PR #341, opened 2025-06-26
Add audiosource curve support to volume assignment (both falloff and blend)

techanon:
Audiolink normalizes the DFT by dividing by volume. This includes adjustment to the volume based on the falloff/blend curves.
In standalone, it will search for a valid (active and enabled) AudioListener and assume that is the audioTarget to calculate distance curve value from.
In VRC, it uses the player's head tracking data.

Additionally, some logic was added to make sure that playmode doesn't permanently modify the update mode from what it is set to originally. This is necessary for when a separate CRT wraps the original audiolink CRT (such as what VRSL does).

### DIFF
--- a/Packages/com.llealloo.audiolink/Runtime/Scripts/AudioLink.cs
+++ b/Packages/com.llealloo.audiolink/Runtime/Scripts/AudioLink.cs
@@ -1,5 +1,5 @@
 ﻿using System;
-
+using System.Linq;
 using UnityEngine;
 
 namespace AudioLink
@@ -139,22 +139,29 @@ namespace AudioLink
 #if UDONSHARP
         private bool _hasInitializedTime = false;
         private VRCPlayerApi _localPlayer;
-#endif
-        private double _fpsTime = 0;
-        private int _fpsCount = 0;
-        private int _lastUpdatedFrame = -1;
-
-#if UDONSHARP
         private double GetElapsedSecondsSince2019() { return (Networking.GetNetworkDateTime() - new DateTime(2020, 1, 1)).TotalSeconds; }
         //private double GetElapsedSecondsSinceMidnightUTC() { return (Networking.GetNetworkDateTime() - DateTime.UtcNow.Date ).TotalSeconds; }
 #else
         private double GetElapsedSecondsSince2019() { return (DateTime.UtcNow - new DateTime(2020, 1, 1)).TotalSeconds; }
 #endif
 
+        private double _fpsTime = 0;
+        private int _fpsCount = 0;
+        private int _lastUpdatedFrame = -1;
+
         // Fix for AVPro mono game output bug (if running the game with a mono output source like a headset)
         private int _rightChannelTestDelay = 300;
         private int _rightChannelTestCounter;
         private bool _ignoreRightChannel = false;
+        private CustomRenderTextureUpdateMode initialUpdateMode = CustomRenderTextureUpdateMode.Realtime;
+
+#if UDONSHARP
+        [HideInInspector, SerializeField] private Transform audioTarget;
+        [HideInInspector, SerializeField] private bool autoDetectAudioTarget = false;
+#else
+        public Transform audioTarget;
+        public bool autoDetectAudioTarget = true;
+#endif
 
         #region PropertyIDs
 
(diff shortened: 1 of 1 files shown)


Packages/com.llealloo.audiolink/Runtime/Scripts/AudioLink.cs
```diff
@@ -370,13 +376,23 @@ void Start()
...
+            initialUpdateMode = audioRenderTexture.updateMode;
 
             // Disable camera on start if user didn't ask for it
             if (!audioDataToggle)
             {
                 DisableReadback();
             }
+
+#if !UDONSHARP && !CVR_CCK_EXISTS
+            Invoke(nameof(AutoCacheAudioTarget), 1);
```
pema99, line 388: Why the Invoke delay?

Packages/com.llealloo.audiolink/Runtime/Scripts/AudioLink.cs
```diff
@@ -370,13 +376,23 @@ void Start()
...
+#endif
+        }
+
+        void OnDestroy()
+        {
+            // makes sure that playmode doesn't permanently modify the update mode
+            audioRenderTexture.updateMode = initialUpdateMode;
```
pema99, line 395: I wonder if you can just EditorUtility.ClearDirty(audioRenderTexture) after modifying the update mode 🤔

Packages/com.llealloo.audiolink/Runtime/Scripts/AudioLink.cs
```diff
@@ -545,10 +561,21 @@ private void Update()
...
-                audioMaterial.SetVector(_SourcePosition, audioSource.transform.position);
+                float sourceVolume = audioSource.volume;
+                Vector3 sourcePosition = audioSource.transform.position;
+                float sourceMax = audioSource.maxDistance;
 
+                AnimationCurve sourceBlendCurve = audioSource.GetCustomCurve(AudioSourceCurveType.SpatialBlend);
+                AnimationCurve sourceFalloffCurve = audioSource.GetCustomCurve(AudioSourceCurveType.CustomRolloff);
+                var playerEars = GetHearingLocation();
+                float listeningDistance = Vector3.Distance(playerEars, sourcePosition) / sourceMax;
+                float sourceFalloff = sourceFalloffCurve.Evaluate(listeningDistance);
```
pema99, line 572: Does this just clamp when the input is greater than 1? Can happen when past the max distance, right?

Packages/com.llealloo.audiolink/Runtime/Scripts/AudioLink.cs
```diff
@@ -545,10 +561,21 @@ private void Update()
...
+                float sourceBlend = sourceBlendCurve.Evaluate(listeningDistance);
+                sourceVolume = Mathf.Lerp(sourceVolume, sourceVolume * sourceFalloff, sourceBlend);
```
pema99, line 574: I'm not too familiar with this API, so just curious: Are you mimicking behavior that is specified somewhere? Since we were just using audioSource.volume before. Or is this empirical?

Packages/com.llealloo.audiolink/Runtime/Scripts/AudioLink.cs
```diff
@@ -611,6 +638,47 @@ private void Update()
...
+        }
+
+#if !UDONSHARP && !CVR_CCK_EXISTS
+        private double _lastAudioTargetCheckTime;
+
+        private void AutoCacheAudioTarget()
+        {
+            if (!autoDetectAudioTarget) return;
+            CacheAudioTarget();
+            Invoke(nameof(AutoCacheAudioTarget), audioTarget ? 10 : 1); // check faster until one is found
```
pema99, line 661: This I am really struggling to understand :P

pema99:
Change looks good overall, and I like the approach taken. I left some comments.. mostly questions, I'm a bit confused about some of the specifics, tbh. Check them and I think we can merge

Packages/com.llealloo.audiolink/Runtime/Scripts/AudioLink.cs
techanon: Related to `AutoCacheAudioTarget`. See https://github.com/llealloo/audiolink/pull/341/files#r2193355775

Packages/com.llealloo.audiolink/Runtime/Scripts/AudioLink.cs
techanon: It does not appear to be the case.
----------
Copy out all lines above that include the string "GetCustomCurve".

+                AnimationCurve sourceBlendCurve = audioSource.GetCustomCurve(AudioSourceCurveType.SpatialBlend);
+                AnimationCurve sourceFalloffCurve = audioSource.GetCustomCurve(AudioSourceCurveType.CustomRolloff);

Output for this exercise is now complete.